**Task prompt**
From the entries below, pull out each line where "list" appears.

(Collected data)
--------------------------------------------------

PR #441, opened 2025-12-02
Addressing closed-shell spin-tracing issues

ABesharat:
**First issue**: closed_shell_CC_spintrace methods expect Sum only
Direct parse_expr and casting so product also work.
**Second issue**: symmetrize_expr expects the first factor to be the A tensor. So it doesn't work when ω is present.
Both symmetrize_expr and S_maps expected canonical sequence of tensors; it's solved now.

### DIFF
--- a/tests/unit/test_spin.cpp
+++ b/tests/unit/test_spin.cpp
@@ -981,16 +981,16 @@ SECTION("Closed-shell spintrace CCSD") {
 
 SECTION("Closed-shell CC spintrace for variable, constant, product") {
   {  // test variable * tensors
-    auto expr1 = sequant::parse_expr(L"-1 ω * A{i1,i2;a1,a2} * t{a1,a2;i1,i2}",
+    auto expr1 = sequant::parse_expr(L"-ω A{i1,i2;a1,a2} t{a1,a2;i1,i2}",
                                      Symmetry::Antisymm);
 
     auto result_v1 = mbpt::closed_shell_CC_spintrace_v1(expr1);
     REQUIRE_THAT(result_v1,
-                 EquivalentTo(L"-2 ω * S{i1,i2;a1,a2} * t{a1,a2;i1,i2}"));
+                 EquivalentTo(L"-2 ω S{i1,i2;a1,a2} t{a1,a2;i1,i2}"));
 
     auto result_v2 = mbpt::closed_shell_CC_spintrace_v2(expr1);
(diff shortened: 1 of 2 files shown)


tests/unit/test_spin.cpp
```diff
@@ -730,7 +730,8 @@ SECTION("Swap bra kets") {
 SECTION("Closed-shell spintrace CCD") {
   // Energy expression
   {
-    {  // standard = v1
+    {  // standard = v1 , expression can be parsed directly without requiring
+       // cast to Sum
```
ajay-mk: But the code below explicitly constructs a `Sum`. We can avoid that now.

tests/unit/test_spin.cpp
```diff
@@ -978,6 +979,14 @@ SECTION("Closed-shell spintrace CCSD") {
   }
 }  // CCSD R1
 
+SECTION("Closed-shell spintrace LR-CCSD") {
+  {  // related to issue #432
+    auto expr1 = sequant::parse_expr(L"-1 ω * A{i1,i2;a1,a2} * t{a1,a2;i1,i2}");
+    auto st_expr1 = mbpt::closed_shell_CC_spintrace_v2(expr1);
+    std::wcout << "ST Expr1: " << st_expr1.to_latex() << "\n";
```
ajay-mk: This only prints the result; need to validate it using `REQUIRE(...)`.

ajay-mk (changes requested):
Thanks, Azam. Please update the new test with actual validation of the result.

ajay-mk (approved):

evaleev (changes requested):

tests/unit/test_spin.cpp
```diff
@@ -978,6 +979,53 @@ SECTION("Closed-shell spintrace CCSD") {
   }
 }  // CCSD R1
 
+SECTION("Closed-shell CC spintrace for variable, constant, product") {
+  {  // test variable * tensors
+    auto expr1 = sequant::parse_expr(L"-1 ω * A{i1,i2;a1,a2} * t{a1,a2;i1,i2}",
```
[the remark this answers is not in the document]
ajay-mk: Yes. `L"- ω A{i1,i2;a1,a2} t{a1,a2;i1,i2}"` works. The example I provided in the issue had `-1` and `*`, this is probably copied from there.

--------------------------------------------------

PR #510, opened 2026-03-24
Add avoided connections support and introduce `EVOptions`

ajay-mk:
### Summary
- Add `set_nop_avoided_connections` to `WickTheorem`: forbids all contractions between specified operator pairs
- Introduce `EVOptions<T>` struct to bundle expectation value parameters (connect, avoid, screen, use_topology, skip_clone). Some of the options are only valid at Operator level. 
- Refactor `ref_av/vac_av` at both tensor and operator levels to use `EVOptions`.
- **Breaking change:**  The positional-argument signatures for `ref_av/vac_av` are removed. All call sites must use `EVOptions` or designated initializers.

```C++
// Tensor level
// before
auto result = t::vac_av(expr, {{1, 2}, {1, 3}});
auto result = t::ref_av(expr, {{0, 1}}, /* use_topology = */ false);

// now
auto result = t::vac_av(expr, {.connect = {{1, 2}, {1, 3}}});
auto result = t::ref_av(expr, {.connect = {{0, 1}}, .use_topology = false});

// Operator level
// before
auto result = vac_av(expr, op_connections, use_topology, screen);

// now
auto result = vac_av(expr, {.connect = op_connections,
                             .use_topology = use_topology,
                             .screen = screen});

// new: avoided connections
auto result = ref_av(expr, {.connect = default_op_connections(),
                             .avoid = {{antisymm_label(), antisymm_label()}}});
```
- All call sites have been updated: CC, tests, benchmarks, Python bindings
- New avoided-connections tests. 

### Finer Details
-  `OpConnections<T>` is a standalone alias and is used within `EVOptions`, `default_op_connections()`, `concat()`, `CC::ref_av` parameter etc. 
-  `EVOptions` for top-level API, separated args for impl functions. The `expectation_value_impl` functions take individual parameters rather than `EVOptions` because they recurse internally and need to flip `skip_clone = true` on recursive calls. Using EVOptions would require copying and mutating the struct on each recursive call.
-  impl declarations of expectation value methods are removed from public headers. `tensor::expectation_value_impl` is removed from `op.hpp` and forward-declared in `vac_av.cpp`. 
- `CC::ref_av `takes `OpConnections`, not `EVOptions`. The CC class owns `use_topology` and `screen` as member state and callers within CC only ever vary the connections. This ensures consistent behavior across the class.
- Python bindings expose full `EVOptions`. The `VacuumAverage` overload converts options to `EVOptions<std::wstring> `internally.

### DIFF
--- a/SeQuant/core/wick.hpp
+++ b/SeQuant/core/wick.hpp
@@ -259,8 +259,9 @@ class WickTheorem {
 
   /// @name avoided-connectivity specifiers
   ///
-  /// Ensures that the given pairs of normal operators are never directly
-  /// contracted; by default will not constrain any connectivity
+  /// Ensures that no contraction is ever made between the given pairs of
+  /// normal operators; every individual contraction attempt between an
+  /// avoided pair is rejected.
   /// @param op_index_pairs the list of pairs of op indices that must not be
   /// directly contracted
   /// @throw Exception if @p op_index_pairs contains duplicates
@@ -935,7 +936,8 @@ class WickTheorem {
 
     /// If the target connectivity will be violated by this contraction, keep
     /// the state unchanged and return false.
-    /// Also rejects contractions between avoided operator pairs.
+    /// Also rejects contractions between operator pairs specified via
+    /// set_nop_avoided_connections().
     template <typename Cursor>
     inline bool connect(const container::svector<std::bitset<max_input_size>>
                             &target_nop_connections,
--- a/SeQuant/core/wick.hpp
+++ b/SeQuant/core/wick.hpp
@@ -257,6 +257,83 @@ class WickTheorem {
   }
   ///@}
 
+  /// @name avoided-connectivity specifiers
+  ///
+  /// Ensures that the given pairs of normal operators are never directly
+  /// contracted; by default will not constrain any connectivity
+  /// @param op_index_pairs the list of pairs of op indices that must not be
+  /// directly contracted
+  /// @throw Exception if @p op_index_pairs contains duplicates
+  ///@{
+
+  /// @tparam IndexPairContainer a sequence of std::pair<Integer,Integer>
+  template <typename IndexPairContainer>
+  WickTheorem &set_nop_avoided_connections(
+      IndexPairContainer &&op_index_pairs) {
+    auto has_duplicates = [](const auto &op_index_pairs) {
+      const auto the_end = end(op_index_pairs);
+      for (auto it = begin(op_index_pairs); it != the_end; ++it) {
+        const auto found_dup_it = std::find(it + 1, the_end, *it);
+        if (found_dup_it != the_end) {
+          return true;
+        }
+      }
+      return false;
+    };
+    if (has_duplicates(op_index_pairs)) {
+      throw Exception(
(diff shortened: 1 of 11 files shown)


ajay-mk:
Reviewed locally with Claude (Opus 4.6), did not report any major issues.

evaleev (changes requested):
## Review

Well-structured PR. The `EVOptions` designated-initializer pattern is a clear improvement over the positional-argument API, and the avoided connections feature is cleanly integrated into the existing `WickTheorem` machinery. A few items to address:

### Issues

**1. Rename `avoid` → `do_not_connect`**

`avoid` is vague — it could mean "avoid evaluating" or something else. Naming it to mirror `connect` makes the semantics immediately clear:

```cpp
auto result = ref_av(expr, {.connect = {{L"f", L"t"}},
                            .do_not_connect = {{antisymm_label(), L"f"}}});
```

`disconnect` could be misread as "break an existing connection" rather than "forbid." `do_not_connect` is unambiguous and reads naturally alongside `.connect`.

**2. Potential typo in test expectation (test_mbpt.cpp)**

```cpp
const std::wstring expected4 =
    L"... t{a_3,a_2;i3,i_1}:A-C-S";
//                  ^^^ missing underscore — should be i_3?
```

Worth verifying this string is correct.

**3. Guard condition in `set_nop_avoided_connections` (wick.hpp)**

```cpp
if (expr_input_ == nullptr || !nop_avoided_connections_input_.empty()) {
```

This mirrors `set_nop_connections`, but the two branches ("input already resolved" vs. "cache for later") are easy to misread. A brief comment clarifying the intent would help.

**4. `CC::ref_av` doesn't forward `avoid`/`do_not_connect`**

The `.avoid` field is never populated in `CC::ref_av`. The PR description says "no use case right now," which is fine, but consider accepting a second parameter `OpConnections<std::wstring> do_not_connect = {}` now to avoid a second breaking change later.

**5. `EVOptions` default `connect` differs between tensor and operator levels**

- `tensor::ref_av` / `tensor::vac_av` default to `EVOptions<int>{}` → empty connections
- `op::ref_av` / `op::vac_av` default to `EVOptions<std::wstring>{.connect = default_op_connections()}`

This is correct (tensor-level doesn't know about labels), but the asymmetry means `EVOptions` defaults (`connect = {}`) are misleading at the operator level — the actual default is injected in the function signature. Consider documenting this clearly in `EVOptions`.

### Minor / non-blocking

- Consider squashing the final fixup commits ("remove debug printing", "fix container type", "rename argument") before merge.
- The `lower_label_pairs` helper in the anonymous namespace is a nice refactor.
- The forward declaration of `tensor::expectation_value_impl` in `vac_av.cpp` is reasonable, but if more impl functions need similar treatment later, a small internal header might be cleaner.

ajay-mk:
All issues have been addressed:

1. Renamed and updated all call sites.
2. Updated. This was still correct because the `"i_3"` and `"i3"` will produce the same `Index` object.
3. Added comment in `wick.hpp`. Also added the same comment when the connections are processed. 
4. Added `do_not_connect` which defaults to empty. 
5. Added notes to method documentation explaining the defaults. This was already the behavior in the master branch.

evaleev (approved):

--------------------------------------------------

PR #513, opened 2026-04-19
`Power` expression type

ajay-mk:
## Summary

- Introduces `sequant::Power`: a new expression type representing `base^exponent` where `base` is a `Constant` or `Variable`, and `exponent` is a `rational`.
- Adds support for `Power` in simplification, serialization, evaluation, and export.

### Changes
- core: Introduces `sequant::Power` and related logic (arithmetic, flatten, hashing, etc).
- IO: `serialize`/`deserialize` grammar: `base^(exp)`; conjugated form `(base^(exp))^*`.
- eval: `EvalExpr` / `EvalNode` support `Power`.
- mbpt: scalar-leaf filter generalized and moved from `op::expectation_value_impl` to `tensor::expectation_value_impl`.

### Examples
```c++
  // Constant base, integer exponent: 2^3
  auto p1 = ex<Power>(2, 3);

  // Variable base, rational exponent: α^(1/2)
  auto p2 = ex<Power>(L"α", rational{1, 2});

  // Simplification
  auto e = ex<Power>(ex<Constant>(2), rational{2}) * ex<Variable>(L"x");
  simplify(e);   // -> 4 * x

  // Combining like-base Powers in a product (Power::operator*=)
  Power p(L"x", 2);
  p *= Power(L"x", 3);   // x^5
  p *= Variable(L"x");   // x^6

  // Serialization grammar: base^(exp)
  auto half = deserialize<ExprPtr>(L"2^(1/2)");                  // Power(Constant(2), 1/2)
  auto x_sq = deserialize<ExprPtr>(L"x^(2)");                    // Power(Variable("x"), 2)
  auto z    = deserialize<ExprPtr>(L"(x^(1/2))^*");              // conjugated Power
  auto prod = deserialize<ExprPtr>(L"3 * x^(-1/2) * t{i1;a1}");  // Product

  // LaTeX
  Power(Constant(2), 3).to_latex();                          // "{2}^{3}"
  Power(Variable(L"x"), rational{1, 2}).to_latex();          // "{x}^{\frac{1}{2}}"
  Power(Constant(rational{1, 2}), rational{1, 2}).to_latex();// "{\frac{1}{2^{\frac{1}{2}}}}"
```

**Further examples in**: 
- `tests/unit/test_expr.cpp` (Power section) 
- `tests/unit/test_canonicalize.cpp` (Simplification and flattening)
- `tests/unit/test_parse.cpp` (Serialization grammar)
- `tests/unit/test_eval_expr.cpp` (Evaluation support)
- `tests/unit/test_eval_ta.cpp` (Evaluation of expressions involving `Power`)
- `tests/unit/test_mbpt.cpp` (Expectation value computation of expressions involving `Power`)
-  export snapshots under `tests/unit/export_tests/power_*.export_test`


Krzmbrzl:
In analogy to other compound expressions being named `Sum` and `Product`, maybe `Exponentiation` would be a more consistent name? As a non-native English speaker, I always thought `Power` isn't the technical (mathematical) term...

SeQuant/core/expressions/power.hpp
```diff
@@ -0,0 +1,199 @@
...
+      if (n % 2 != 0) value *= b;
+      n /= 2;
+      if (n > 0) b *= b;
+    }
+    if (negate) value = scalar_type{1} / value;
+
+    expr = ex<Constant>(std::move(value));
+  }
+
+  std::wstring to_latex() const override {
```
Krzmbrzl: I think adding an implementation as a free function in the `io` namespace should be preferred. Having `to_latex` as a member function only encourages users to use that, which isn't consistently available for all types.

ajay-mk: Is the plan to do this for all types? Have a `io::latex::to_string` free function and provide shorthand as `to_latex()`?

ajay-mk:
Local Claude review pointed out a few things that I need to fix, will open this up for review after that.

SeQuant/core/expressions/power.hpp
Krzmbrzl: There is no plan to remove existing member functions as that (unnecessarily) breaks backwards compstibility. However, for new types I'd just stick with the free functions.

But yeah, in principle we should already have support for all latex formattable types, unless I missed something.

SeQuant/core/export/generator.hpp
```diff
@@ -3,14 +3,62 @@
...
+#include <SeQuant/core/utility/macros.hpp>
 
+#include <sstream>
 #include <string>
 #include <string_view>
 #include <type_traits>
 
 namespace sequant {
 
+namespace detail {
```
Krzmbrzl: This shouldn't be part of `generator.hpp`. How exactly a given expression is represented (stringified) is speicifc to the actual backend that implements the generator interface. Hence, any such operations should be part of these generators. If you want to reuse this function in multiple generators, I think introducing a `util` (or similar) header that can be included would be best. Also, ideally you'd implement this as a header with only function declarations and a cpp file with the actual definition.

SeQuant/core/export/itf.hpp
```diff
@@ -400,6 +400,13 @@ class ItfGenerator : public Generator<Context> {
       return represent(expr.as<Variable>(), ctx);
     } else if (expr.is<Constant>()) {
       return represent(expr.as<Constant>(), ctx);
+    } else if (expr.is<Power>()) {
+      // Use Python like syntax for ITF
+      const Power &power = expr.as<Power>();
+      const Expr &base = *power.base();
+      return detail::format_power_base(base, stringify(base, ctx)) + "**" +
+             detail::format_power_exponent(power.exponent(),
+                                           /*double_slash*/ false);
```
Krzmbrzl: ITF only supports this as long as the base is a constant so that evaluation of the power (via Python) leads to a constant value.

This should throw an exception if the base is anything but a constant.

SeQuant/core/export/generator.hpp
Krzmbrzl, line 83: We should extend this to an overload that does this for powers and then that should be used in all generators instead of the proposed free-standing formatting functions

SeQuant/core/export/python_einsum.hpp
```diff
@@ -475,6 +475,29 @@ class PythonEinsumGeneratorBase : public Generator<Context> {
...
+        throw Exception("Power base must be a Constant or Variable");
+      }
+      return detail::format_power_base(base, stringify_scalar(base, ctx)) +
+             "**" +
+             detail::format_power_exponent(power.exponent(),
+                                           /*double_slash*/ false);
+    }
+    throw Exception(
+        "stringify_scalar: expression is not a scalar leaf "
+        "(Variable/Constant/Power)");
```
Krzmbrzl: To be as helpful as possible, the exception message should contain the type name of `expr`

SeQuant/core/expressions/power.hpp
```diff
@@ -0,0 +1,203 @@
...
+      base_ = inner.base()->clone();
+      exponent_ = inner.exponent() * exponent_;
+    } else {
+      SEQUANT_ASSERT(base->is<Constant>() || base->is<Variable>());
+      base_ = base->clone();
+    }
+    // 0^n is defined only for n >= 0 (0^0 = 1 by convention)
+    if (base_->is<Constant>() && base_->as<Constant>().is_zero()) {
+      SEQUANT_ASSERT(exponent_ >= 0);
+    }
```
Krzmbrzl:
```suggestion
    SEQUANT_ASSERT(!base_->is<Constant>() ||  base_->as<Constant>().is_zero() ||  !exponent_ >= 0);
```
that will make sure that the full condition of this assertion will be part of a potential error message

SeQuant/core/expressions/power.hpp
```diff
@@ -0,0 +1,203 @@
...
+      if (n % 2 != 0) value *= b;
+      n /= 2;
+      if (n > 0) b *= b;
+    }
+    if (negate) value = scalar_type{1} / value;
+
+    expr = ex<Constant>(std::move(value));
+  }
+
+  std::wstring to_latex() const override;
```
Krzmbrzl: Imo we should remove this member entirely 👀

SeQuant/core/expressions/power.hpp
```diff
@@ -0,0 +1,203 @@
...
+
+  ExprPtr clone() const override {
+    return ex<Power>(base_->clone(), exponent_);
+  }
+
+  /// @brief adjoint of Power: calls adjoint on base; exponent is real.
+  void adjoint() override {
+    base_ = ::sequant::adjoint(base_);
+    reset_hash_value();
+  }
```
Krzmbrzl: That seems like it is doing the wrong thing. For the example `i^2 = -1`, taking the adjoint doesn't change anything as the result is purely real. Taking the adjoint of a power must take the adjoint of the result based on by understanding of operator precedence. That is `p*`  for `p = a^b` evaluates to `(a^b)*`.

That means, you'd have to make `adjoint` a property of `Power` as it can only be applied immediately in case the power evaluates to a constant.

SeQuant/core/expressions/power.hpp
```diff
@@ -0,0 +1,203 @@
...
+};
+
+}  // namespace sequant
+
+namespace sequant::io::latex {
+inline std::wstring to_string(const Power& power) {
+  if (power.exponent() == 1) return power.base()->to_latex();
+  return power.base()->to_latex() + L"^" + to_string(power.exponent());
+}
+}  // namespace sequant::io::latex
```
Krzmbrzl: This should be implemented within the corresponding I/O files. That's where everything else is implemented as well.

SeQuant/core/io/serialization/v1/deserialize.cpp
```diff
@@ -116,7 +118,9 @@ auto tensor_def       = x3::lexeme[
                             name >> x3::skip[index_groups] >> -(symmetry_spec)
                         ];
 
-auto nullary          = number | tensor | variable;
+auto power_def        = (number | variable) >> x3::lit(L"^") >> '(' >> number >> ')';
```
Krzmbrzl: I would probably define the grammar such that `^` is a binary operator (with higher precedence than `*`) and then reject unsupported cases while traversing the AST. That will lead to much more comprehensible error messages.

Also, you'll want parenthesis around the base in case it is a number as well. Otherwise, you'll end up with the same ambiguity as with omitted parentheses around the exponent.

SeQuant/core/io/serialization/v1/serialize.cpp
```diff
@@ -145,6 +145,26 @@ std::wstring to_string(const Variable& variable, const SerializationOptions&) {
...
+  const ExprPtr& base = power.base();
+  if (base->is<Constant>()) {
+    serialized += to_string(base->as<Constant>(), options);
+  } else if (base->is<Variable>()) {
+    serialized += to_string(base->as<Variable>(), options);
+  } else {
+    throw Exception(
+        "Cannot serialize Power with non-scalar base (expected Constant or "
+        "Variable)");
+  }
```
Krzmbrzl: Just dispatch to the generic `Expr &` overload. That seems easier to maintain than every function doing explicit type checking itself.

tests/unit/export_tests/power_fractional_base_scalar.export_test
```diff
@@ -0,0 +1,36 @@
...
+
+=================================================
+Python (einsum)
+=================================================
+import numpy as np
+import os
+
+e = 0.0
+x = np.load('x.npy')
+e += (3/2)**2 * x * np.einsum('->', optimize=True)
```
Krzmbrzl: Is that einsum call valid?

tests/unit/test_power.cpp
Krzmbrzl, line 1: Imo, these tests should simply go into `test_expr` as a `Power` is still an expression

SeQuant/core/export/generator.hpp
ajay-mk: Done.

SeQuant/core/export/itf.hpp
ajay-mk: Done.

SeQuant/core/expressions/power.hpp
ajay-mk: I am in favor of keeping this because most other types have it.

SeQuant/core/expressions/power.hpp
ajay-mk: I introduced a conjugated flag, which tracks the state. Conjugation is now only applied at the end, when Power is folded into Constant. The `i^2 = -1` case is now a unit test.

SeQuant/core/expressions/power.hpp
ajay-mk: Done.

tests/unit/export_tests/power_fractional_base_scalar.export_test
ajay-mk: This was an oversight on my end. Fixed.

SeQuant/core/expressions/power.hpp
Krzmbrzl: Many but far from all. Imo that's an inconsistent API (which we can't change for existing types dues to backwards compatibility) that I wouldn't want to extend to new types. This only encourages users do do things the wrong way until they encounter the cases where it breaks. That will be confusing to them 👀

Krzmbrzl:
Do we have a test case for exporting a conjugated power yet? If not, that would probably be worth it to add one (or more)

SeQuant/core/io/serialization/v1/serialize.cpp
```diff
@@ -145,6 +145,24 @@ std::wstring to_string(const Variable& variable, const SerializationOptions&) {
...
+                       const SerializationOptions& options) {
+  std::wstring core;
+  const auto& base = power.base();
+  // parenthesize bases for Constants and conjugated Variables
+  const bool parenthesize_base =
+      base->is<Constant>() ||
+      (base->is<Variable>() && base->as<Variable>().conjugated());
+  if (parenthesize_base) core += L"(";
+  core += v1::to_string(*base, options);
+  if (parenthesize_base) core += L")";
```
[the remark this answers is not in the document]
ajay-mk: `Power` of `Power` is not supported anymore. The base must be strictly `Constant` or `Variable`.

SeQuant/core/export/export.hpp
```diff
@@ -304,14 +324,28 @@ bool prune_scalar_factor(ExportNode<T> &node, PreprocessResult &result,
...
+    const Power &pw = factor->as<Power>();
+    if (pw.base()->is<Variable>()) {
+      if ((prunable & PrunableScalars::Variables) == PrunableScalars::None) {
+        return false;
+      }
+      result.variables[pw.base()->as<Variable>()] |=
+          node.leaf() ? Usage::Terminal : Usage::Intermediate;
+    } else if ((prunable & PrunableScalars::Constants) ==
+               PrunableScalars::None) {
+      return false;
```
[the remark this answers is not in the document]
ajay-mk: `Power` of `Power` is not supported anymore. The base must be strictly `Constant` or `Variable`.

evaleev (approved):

--------------------------------------------------

**Completed exercise**
   /// @param op_index_pairs the list of pairs of op indices that must not be
+  /// @param op_index_pairs the list of pairs of op indices that must not be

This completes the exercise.